## YOUR GOAL
Write every entry out again, exactly as given.

Saved data entries:
Issue #948, opened 2016-07-29
A new format for themes


WendyStarfall:
**Version:** `6.3.x`
**Script/s:** `oc_themes`

A couple years ago, during the discussion for `OpenCollar - paint` @RomkaSwallowtail created a very cool plugin. It was called `OpenCollar - styles` and would allow the user to turn all settings from appearance modules into a single "style" that could be printed, pasted to a card and conveniently loaded.

However, the big issue we always had with our appearance modules were the sheer amount of them.

If all were installed, we had eight such modules and the user would require every, single one of them if she wanted to be able to fully customize her accessory. That's actually the best and most logical approach.

Unfortunately, the way Second Life® became during the last few years, a very large part of the user base were led to believe that _"the more scripts an accessory had, the worse it would be"_. Toot! Toot! :hear_no_evil:

OpenCollar even took a kind of "unixy approach" in its beginnings ([DOTADIW](http://dotadiw.com/) and some of [Raymond's Rules](http://tinyletter.com/programmingphilosophy/letters/eric-raymond-s-17-unix-rules)) which was fun and great at the time and while it is sad that trends rejected this, it gave us new challenges that resulted in the highly optimized and hyper-tidy OpenCollar Six device that we have today and...

![get-to-the-point](https://cloud.githubusercontent.com/assets/1100007/17258439/2d1049d8-55c7-11e6-9bf7-143903231c85.jpg)

:speak_no_evil: Okay! Long story short, the new `oc_themes` takes care of all appearance modules, in a single script, where the composition of dedicated themes is created by the artist. The configuration for themes is a bit confusing though, so @RomkaSwallowtail proposed an alternative configuration style in #947.

> @RomkaSwallowtail commented on Jul 20, 2016, 4:14 PM GMT+2
> 
> another attempt
> new format for .themеs notecard:
> ElementName ~ texture=texture_id ~ color=color_vector ~ shiny=shiny_type ~ glow=glow_level
> 
> I think it is more convenient, informative and flexible.
> 
> Element parameters can be arranged in any order, like:
> ElementName ~ color=color_vector ~ texture=texture_id ~ glow=glow_level ~ shiny=shiny_type
> 
> Ability to use 2 and more lines for same element, like:
> ElementName ~ color=color_vector ~ texture=texture_id
> ElementName ~ glow=glow_level ~ shiny=shiny_type
> 
> Unnecessary element parameter can be skipped, like:
[...]

PR #950, opened 2016-08-05
oc_themes.lsl - Wendy has found bug: All the textures list for every element in Looks - Texture menu

ghost:
fix textures list for 'Element~Texture,uuid'


WendyStarfall:
#948

PR #951, opened 2016-08-06
oc_themes.lsl - very little optimization?

ghost:
there is no reason to keep the variables used only once
replace constants


WendyStarfall:
#948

## RESULT BELOW
Issue #948, opened 2016-07-29
A new format for themes


WendyStarfall:
**Version:** `6.3.x`
**Script/s:** `oc_themes`

A couple years ago, during the discussion for `OpenCollar - paint` @RomkaSwallowtail created a very cool plugin. It was called `OpenCollar - styles` and would allow the user to turn all settings from appearance modules into a single "style" that could be printed, pasted to a card and conveniently loaded.

However, the big issue we always had with our appearance modules were the sheer amount of them.

If all were installed, we had eight such modules and the user would require every, single one of them if she wanted to be able to fully customize her accessory. That's actually the best and most logical approach.

Unfortunately, the way Second Life® became during the last few years, a very large part of the user base were led to believe that _"the more scripts an accessory had, the worse it would be"_. Toot! Toot! :hear_no_evil:

OpenCollar even took a kind of "unixy approach" in its beginnings ([DOTADIW](http://dotadiw.com/) and some of [Raymond's Rules](http://tinyletter.com/programmingphilosophy/letters/eric-raymond-s-17-unix-rules)) which was fun and great at the time and while it is sad that trends rejected this, it gave us new challenges that resulted in the highly optimized and hyper-tidy OpenCollar Six device that we have today and...

![get-to-the-point](https://cloud.githubusercontent.com/assets/1100007/17258439/2d1049d8-55c7-11e6-9bf7-143903231c85.jpg)

:speak_no_evil: Okay! Long story short, the new `oc_themes` takes care of all appearance modules, in a single script, where the composition of dedicated themes is created by the artist. The configuration for themes is a bit confusing though, so @RomkaSwallowtail proposed an alternative configuration style in #947.

> @RomkaSwallowtail commented on Jul 20, 2016, 4:14 PM GMT+2
> 
> another attempt
> new format for .themеs notecard:
> ElementName ~ texture=texture_id ~ color=color_vector ~ shiny=shiny_type ~ glow=glow_level
> 
> I think it is more convenient, informative and flexible.
> 
> Element parameters can be arranged in any order, like:
> ElementName ~ color=color_vector ~ texture=texture_id ~ glow=glow_level ~ shiny=shiny_type
> 
> Ability to use 2 and more lines for same element, like:
> ElementName ~ color=color_vector ~ texture=texture_id
> ElementName ~ glow=glow_level ~ shiny=shiny_type
> 
> Unnecessary element parameter can be skipped, like:
[...]

PR #950, opened 2016-08-05
oc_themes.lsl - Wendy has found bug: All the textures list for every element in Looks - Texture menu

ghost:
fix textures list for 'Element~Texture,uuid'


WendyStarfall:
#948

PR #951, opened 2016-08-06
oc_themes.lsl - very little optimization?

ghost:
there is no reason to keep the variables used only once
replace constants


WendyStarfall:
#948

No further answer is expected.